> [EXERCISE OBJECTIVE]
From the entries below, return exactly the lines beginning at the one that contains "(in linked pr)." and ending at the one that contains "Just for reference: typescript", both of them included, and only those lines.
***
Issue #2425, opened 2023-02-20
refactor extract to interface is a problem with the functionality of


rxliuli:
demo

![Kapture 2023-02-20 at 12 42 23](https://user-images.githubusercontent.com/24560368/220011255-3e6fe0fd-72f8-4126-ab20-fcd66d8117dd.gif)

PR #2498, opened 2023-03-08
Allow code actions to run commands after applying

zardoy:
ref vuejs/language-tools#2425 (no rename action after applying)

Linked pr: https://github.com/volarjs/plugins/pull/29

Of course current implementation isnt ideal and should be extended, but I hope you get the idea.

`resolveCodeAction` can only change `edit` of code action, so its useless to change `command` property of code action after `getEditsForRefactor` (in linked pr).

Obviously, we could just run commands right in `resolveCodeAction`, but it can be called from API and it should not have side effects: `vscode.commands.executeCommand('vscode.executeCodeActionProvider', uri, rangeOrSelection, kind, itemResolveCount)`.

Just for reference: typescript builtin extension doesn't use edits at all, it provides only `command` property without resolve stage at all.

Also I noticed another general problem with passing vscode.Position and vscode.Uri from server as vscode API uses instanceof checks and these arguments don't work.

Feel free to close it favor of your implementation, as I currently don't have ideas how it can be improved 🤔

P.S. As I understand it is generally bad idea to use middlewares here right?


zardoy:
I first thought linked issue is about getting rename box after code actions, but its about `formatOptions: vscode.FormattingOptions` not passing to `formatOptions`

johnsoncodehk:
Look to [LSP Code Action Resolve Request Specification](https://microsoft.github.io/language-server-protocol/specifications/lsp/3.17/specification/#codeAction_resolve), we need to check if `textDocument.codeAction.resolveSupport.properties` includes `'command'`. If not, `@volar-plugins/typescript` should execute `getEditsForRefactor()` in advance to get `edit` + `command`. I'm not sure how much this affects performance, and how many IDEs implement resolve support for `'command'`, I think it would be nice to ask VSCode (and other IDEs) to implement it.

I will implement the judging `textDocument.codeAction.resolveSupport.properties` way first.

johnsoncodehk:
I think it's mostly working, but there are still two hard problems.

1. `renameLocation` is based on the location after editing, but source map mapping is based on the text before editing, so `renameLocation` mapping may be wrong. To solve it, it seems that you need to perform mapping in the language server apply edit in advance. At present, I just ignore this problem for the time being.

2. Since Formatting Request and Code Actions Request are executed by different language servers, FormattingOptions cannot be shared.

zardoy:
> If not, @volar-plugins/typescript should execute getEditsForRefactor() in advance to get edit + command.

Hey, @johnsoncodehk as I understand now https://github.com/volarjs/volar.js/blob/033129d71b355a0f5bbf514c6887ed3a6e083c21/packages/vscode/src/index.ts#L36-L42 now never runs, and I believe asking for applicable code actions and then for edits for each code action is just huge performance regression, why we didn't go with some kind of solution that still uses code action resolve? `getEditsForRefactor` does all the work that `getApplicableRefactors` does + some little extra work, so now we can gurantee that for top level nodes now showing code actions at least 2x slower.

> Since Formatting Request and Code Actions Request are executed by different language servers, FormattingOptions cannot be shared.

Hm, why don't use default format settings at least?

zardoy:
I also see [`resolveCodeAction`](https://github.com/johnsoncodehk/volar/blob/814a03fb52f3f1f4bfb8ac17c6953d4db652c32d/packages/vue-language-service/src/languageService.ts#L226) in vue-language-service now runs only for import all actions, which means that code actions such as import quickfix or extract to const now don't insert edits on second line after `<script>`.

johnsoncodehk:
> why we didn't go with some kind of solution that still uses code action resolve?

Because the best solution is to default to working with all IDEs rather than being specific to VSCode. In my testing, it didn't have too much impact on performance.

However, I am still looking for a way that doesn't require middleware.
***
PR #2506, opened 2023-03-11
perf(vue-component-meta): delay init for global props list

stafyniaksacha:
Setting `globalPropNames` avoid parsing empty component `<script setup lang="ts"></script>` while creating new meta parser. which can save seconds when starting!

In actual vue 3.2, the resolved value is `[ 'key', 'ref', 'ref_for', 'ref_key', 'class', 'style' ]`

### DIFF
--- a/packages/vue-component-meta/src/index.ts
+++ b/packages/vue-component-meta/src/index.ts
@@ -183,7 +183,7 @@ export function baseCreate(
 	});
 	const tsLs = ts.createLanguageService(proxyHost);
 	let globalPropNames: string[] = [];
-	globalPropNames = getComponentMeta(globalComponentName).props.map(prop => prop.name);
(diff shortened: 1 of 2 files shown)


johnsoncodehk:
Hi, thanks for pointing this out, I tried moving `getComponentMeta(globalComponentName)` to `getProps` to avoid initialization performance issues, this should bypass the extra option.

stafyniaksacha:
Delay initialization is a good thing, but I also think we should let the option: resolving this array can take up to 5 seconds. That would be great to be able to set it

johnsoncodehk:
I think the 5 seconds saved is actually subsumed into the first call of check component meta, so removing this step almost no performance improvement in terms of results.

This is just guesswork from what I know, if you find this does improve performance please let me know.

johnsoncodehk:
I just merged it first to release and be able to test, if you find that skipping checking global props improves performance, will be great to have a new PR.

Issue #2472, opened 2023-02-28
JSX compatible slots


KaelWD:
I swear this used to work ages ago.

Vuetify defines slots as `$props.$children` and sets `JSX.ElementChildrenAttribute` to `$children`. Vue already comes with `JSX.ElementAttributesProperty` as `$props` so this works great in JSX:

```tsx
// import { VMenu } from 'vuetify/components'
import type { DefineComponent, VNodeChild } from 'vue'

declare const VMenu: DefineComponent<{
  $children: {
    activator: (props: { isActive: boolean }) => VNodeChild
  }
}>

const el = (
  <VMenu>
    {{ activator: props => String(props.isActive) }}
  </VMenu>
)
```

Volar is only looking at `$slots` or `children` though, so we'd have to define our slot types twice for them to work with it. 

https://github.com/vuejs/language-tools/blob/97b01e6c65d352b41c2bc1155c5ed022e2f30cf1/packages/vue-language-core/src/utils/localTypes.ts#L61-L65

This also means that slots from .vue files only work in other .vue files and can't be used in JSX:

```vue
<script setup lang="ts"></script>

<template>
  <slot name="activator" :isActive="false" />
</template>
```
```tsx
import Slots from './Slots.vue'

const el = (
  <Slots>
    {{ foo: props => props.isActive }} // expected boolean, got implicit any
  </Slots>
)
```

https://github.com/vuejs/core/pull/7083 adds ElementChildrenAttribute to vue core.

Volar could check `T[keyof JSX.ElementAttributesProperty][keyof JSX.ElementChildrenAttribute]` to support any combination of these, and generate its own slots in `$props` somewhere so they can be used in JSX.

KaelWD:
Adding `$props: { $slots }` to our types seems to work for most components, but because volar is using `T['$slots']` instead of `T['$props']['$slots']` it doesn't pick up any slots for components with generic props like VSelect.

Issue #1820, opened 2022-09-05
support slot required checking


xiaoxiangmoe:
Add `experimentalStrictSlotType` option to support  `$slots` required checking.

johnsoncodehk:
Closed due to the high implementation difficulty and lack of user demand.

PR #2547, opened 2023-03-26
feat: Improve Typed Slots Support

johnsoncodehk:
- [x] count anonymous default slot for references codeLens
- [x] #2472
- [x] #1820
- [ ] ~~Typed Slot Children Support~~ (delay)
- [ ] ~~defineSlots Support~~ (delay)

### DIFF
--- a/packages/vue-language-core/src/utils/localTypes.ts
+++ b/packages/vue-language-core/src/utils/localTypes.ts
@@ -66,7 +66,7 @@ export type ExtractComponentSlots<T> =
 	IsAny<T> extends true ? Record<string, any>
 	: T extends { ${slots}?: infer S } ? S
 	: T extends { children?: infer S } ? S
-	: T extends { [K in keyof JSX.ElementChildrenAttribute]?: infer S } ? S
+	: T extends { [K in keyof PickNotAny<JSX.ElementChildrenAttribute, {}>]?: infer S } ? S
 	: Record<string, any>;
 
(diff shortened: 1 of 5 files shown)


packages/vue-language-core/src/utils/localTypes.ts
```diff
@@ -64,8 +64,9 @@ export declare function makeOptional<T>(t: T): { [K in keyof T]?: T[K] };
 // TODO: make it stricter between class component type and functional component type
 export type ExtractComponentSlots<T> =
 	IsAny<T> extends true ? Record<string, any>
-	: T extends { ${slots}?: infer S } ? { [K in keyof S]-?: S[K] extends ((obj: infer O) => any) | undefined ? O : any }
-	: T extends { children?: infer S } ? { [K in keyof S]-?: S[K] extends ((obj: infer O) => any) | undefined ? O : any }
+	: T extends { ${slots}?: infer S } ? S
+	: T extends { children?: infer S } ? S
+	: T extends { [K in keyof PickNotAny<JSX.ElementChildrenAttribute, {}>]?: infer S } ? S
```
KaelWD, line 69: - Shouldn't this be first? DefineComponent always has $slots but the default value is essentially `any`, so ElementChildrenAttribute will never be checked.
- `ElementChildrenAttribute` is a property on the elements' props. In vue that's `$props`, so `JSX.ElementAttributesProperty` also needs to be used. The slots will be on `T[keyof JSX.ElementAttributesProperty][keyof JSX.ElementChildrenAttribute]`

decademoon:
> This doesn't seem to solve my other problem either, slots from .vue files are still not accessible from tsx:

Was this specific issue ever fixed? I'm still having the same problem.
***
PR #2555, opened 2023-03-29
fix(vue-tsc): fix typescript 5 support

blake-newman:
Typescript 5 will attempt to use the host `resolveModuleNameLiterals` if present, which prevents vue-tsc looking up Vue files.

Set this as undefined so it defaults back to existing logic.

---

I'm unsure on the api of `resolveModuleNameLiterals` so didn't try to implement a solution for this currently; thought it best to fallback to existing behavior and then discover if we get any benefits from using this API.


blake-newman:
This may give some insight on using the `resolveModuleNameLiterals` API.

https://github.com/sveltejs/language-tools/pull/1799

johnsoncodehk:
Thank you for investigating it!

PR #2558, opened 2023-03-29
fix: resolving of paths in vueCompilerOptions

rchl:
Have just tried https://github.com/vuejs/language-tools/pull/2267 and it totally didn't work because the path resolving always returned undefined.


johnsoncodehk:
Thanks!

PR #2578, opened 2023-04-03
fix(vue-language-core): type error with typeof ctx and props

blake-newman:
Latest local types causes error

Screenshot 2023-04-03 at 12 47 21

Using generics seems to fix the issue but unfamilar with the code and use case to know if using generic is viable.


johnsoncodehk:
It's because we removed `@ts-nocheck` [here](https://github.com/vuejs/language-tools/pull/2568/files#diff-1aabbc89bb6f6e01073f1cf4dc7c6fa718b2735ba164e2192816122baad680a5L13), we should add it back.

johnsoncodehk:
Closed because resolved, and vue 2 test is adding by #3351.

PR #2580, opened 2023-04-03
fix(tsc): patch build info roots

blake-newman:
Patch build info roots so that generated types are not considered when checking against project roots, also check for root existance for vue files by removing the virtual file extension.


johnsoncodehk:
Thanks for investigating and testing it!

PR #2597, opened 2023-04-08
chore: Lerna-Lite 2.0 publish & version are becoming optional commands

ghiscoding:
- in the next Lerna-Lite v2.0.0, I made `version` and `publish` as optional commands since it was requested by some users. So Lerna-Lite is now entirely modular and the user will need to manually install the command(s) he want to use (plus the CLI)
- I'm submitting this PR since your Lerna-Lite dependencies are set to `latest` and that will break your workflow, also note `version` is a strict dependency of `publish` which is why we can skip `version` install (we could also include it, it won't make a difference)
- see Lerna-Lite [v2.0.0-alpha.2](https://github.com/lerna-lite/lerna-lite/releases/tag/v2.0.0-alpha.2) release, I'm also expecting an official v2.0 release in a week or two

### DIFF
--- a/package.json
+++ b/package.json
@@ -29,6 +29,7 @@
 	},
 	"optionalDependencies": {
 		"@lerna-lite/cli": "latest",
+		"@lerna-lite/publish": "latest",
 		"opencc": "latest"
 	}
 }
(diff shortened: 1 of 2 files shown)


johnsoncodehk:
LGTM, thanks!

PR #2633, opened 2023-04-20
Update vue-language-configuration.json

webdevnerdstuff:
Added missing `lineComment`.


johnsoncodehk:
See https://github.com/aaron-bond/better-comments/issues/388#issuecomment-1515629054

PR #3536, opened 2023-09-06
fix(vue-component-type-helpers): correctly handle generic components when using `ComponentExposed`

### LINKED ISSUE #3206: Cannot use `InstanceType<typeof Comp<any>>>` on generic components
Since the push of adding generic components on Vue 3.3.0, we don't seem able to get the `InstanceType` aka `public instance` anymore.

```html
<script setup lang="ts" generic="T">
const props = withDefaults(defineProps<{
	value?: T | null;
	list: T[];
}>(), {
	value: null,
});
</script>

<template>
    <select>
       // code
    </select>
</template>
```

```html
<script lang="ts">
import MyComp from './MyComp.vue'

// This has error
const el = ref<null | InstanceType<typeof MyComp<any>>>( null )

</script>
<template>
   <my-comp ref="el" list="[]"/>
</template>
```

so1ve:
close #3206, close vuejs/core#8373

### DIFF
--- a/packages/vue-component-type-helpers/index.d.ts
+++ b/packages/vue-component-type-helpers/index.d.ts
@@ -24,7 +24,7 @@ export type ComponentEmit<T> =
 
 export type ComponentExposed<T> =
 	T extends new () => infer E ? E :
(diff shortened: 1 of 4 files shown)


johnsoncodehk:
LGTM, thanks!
***
> [EXERCISE ANSWER]
`resolveCodeAction` can only change `edit` of code action, so its useless to change `command` property of code action after `getEditsForRefactor` (in linked pr).

Obviously, we could just run commands right in `resolveCodeAction`, but it can be called from API and it should not have side effects: `vscode.commands.executeCommand('vscode.executeCodeActionProvider', uri, rangeOrSelection, kind, itemResolveCount)`.

Just for reference: typescript builtin extension doesn't use edits at all, it provides only `command` property without resolve stage at all.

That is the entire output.